| Work instructions |
In the data that follows, find the line with "- Go to labels"; transcribe it, every later line up to the one with "apps/ui/src/components/FormSpaceLabel.vue", and that line as well, exactly and with no others.
*** Opening Exercise input ***
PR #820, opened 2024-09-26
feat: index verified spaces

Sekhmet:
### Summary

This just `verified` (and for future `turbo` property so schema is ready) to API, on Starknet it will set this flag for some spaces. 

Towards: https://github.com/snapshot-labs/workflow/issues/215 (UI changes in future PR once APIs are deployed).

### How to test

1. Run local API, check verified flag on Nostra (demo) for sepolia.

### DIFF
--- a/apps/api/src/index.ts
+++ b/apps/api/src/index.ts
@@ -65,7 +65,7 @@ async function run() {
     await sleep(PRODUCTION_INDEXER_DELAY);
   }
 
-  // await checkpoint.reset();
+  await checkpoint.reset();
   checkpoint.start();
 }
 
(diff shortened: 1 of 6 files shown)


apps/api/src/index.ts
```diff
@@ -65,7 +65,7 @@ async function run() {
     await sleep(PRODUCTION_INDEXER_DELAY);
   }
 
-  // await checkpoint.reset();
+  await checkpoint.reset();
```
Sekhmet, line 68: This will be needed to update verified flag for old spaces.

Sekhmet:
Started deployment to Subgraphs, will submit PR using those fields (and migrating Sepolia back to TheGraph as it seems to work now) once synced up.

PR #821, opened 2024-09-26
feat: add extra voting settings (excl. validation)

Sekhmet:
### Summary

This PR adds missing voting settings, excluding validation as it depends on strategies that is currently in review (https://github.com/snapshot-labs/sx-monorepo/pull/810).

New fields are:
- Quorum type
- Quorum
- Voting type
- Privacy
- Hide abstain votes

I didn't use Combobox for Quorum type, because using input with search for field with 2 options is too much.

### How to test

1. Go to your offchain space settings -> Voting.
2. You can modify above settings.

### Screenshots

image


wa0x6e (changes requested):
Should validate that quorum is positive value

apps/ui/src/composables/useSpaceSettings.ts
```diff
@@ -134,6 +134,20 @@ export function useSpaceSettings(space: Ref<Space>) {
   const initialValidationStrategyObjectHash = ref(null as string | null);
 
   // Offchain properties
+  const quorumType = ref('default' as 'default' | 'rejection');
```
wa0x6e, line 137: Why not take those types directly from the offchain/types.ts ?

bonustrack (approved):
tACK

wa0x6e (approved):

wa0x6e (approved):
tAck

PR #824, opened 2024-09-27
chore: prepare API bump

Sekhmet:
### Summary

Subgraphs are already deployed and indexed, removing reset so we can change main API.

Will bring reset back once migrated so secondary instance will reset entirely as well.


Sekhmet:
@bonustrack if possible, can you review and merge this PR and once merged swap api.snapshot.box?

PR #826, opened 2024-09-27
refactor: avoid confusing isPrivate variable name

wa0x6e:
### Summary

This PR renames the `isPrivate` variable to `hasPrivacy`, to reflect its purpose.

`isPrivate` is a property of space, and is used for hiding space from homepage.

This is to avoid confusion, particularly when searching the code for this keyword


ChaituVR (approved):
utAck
*** Closing Exercise input ***
*** Opening Exercise input ***
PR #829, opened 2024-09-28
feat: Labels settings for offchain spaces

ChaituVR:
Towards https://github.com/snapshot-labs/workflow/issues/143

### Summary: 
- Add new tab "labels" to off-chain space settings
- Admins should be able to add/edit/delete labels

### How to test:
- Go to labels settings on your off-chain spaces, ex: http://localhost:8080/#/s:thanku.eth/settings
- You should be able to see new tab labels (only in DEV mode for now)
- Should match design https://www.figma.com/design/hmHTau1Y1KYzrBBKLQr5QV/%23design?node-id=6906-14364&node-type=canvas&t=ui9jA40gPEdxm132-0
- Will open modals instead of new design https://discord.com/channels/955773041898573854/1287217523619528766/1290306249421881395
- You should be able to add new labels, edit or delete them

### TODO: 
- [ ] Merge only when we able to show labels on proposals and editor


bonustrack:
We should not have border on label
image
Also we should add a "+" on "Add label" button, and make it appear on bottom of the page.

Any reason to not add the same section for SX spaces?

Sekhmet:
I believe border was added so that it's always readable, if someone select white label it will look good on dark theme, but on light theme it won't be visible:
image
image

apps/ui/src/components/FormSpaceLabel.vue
*** Closing Exercise input ***
| Answer box |
- Go to labels settings on your off-chain spaces, ex: http://localhost:8080/#/s:thanku.eth/settings
- You should be able to see new tab labels (only in DEV mode for now)
- Should match design https://www.figma.com/design/hmHTau1Y1KYzrBBKLQr5QV/%23design?node-id=6906-14364&node-type=canvas&t=ui9jA40gPEdxm132-0
- Will open modals instead of new design https://discord.com/channels/955773041898573854/1287217523619528766/1290306249421881395
- You should be able to add new labels, edit or delete them

### TODO: 
- [ ] Merge only when we able to show labels on proposals and editor


bonustrack:
We should not have border on label
image
Also we should add a "+" on "Add label" button, and make it appear on bottom of the page.

Any reason to not add the same section for SX spaces?

Sekhmet:
I believe border was added so that it's always readable, if someone select white label it will look good on dark theme, but on light theme it won't be visible:
image
image

apps/ui/src/components/FormSpaceLabel.vue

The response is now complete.